DATA IN THIS EXERCISE below:
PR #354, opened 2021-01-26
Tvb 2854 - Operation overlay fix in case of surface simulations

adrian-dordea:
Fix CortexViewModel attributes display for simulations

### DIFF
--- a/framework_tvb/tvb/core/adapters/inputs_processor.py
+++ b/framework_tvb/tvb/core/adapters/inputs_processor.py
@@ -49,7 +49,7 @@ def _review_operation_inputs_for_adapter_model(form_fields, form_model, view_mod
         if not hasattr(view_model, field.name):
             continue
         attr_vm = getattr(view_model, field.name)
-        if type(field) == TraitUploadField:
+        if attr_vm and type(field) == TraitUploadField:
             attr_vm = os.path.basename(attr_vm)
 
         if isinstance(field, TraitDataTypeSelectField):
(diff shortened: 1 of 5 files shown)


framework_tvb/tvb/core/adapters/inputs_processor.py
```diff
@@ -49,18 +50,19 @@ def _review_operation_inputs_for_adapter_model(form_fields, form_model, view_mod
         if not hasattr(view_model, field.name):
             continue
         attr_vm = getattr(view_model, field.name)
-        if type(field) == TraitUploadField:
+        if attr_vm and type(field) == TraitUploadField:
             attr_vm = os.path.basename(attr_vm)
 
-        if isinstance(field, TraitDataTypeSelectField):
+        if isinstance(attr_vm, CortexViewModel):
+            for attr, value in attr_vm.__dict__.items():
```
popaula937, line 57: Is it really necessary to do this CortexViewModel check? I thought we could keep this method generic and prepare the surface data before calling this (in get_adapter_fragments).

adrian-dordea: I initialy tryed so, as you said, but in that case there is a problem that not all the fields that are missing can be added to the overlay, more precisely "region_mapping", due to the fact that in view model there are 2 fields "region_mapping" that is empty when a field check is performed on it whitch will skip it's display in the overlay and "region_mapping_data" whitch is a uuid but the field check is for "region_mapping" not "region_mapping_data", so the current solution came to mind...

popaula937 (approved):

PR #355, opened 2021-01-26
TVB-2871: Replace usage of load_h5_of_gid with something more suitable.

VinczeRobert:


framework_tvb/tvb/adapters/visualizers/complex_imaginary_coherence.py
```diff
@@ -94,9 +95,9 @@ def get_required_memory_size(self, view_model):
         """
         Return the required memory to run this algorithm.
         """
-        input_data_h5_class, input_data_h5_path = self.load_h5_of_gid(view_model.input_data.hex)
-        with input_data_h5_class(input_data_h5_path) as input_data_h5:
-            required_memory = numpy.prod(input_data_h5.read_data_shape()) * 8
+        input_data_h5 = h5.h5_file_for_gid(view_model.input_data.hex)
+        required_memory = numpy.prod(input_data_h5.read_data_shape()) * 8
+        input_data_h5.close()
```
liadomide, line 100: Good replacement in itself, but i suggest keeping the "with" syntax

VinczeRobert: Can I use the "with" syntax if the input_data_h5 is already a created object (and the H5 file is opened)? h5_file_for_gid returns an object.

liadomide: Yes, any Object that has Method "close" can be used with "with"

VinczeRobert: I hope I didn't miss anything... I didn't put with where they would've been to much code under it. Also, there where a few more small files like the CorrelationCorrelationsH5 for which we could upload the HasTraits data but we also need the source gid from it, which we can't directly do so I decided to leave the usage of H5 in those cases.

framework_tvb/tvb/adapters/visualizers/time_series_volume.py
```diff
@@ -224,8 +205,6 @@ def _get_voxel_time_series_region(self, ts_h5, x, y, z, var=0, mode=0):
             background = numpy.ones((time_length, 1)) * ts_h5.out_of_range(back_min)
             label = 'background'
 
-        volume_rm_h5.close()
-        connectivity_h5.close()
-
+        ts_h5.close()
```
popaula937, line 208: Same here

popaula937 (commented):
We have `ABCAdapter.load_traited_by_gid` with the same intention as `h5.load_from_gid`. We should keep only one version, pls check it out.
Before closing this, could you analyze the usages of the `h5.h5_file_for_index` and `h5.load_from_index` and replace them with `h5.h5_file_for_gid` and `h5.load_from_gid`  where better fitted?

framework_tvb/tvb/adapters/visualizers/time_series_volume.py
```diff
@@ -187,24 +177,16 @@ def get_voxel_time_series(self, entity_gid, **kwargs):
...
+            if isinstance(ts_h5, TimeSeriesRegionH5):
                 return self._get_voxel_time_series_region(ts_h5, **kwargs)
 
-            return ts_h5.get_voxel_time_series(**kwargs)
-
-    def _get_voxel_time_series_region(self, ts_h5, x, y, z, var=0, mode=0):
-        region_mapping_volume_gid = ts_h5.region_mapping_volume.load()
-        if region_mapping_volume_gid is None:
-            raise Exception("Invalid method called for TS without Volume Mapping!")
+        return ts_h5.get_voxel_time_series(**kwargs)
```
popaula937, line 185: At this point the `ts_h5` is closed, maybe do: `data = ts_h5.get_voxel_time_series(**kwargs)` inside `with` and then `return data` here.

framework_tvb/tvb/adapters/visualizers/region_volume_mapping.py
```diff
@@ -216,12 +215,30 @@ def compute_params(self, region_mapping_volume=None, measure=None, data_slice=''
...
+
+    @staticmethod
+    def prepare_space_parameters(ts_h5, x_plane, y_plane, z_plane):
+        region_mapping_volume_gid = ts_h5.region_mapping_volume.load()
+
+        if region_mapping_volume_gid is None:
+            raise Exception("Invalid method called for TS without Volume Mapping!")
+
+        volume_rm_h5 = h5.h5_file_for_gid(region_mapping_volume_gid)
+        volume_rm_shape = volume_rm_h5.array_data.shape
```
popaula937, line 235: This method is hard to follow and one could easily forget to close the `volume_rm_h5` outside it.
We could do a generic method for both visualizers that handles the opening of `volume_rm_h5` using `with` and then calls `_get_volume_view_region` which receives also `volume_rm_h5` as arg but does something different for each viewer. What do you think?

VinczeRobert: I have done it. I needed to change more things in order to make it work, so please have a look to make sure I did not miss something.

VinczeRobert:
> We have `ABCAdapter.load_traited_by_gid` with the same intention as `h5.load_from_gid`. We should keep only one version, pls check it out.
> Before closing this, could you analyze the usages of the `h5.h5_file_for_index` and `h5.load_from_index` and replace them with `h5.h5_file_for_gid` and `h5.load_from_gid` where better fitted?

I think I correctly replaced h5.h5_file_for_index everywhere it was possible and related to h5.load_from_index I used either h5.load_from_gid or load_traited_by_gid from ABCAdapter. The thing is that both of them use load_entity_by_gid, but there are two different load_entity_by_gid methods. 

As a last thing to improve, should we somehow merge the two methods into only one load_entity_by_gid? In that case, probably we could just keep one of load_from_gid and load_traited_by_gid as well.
End of DATA IN THIS EXERCISE.
__PROMPT__
Output every entry word for word.

__SOLUTION BELOW__
PR #354, opened 2021-01-26
Tvb 2854 - Operation overlay fix in case of surface simulations

adrian-dordea:
Fix CortexViewModel attributes display for simulations

### DIFF
--- a/framework_tvb/tvb/core/adapters/inputs_processor.py
+++ b/framework_tvb/tvb/core/adapters/inputs_processor.py
@@ -49,7 +49,7 @@ def _review_operation_inputs_for_adapter_model(form_fields, form_model, view_mod
         if not hasattr(view_model, field.name):
             continue
         attr_vm = getattr(view_model, field.name)
-        if type(field) == TraitUploadField:
+        if attr_vm and type(field) == TraitUploadField:
             attr_vm = os.path.basename(attr_vm)
 
         if isinstance(field, TraitDataTypeSelectField):
(diff shortened: 1 of 5 files shown)


framework_tvb/tvb/core/adapters/inputs_processor.py
```diff
@@ -49,18 +50,19 @@ def _review_operation_inputs_for_adapter_model(form_fields, form_model, view_mod
         if not hasattr(view_model, field.name):
             continue
         attr_vm = getattr(view_model, field.name)
-        if type(field) == TraitUploadField:
+        if attr_vm and type(field) == TraitUploadField:
             attr_vm = os.path.basename(attr_vm)
 
-        if isinstance(field, TraitDataTypeSelectField):
+        if isinstance(attr_vm, CortexViewModel):
+            for attr, value in attr_vm.__dict__.items():
```
popaula937, line 57: Is it really necessary to do this CortexViewModel check? I thought we could keep this method generic and prepare the surface data before calling this (in get_adapter_fragments).

adrian-dordea: I initialy tryed so, as you said, but in that case there is a problem that not all the fields that are missing can be added to the overlay, more precisely "region_mapping", due to the fact that in view model there are 2 fields "region_mapping" that is empty when a field check is performed on it whitch will skip it's display in the overlay and "region_mapping_data" whitch is a uuid but the field check is for "region_mapping" not "region_mapping_data", so the current solution came to mind...

popaula937 (approved):

PR #355, opened 2021-01-26
TVB-2871: Replace usage of load_h5_of_gid with something more suitable.

VinczeRobert:


framework_tvb/tvb/adapters/visualizers/complex_imaginary_coherence.py
```diff
@@ -94,9 +95,9 @@ def get_required_memory_size(self, view_model):
         """
         Return the required memory to run this algorithm.
         """
-        input_data_h5_class, input_data_h5_path = self.load_h5_of_gid(view_model.input_data.hex)
-        with input_data_h5_class(input_data_h5_path) as input_data_h5:
-            required_memory = numpy.prod(input_data_h5.read_data_shape()) * 8
+        input_data_h5 = h5.h5_file_for_gid(view_model.input_data.hex)
+        required_memory = numpy.prod(input_data_h5.read_data_shape()) * 8
+        input_data_h5.close()
```
liadomide, line 100: Good replacement in itself, but i suggest keeping the "with" syntax

VinczeRobert: Can I use the "with" syntax if the input_data_h5 is already a created object (and the H5 file is opened)? h5_file_for_gid returns an object.

liadomide: Yes, any Object that has Method "close" can be used with "with"

VinczeRobert: I hope I didn't miss anything... I didn't put with where they would've been to much code under it. Also, there where a few more small files like the CorrelationCorrelationsH5 for which we could upload the HasTraits data but we also need the source gid from it, which we can't directly do so I decided to leave the usage of H5 in those cases.

framework_tvb/tvb/adapters/visualizers/time_series_volume.py
```diff
@@ -224,8 +205,6 @@ def _get_voxel_time_series_region(self, ts_h5, x, y, z, var=0, mode=0):
             background = numpy.ones((time_length, 1)) * ts_h5.out_of_range(back_min)
             label = 'background'
 
-        volume_rm_h5.close()
-        connectivity_h5.close()
-
+        ts_h5.close()
```
popaula937, line 208: Same here

popaula937 (commented):
We have `ABCAdapter.load_traited_by_gid` with the same intention as `h5.load_from_gid`. We should keep only one version, pls check it out.
Before closing this, could you analyze the usages of the `h5.h5_file_for_index` and `h5.load_from_index` and replace them with `h5.h5_file_for_gid` and `h5.load_from_gid`  where better fitted?

framework_tvb/tvb/adapters/visualizers/time_series_volume.py
```diff
@@ -187,24 +177,16 @@ def get_voxel_time_series(self, entity_gid, **kwargs):
...
+            if isinstance(ts_h5, TimeSeriesRegionH5):
                 return self._get_voxel_time_series_region(ts_h5, **kwargs)
 
-            return ts_h5.get_voxel_time_series(**kwargs)
-
-    def _get_voxel_time_series_region(self, ts_h5, x, y, z, var=0, mode=0):
-        region_mapping_volume_gid = ts_h5.region_mapping_volume.load()
-        if region_mapping_volume_gid is None:
-            raise Exception("Invalid method called for TS without Volume Mapping!")
+        return ts_h5.get_voxel_time_series(**kwargs)
```
popaula937, line 185: At this point the `ts_h5` is closed, maybe do: `data = ts_h5.get_voxel_time_series(**kwargs)` inside `with` and then `return data` here.

framework_tvb/tvb/adapters/visualizers/region_volume_mapping.py
```diff
@@ -216,12 +215,30 @@ def compute_params(self, region_mapping_volume=None, measure=None, data_slice=''
...
+
+    @staticmethod
+    def prepare_space_parameters(ts_h5, x_plane, y_plane, z_plane):
+        region_mapping_volume_gid = ts_h5.region_mapping_volume.load()
+
+        if region_mapping_volume_gid is None:
+            raise Exception("Invalid method called for TS without Volume Mapping!")
+
+        volume_rm_h5 = h5.h5_file_for_gid(region_mapping_volume_gid)
+        volume_rm_shape = volume_rm_h5.array_data.shape
```
popaula937, line 235: This method is hard to follow and one could easily forget to close the `volume_rm_h5` outside it.
We could do a generic method for both visualizers that handles the opening of `volume_rm_h5` using `with` and then calls `_get_volume_view_region` which receives also `volume_rm_h5` as arg but does something different for each viewer. What do you think?

VinczeRobert: I have done it. I needed to change more things in order to make it work, so please have a look to make sure I did not miss something.

VinczeRobert:
> We have `ABCAdapter.load_traited_by_gid` with the same intention as `h5.load_from_gid`. We should keep only one version, pls check it out.
> Before closing this, could you analyze the usages of the `h5.h5_file_for_index` and `h5.load_from_index` and replace them with `h5.h5_file_for_gid` and `h5.load_from_gid` where better fitted?

I think I correctly replaced h5.h5_file_for_index everywhere it was possible and related to h5.load_from_index I used either h5.load_from_gid or load_traited_by_gid from ABCAdapter. The thing is that both of them use load_entity_by_gid, but there are two different load_entity_by_gid methods. 

As a last thing to improve, should we somehow merge the two methods into only one load_entity_by_gid? In that case, probably we could just keep one of load_from_gid and load_traited_by_gid as well.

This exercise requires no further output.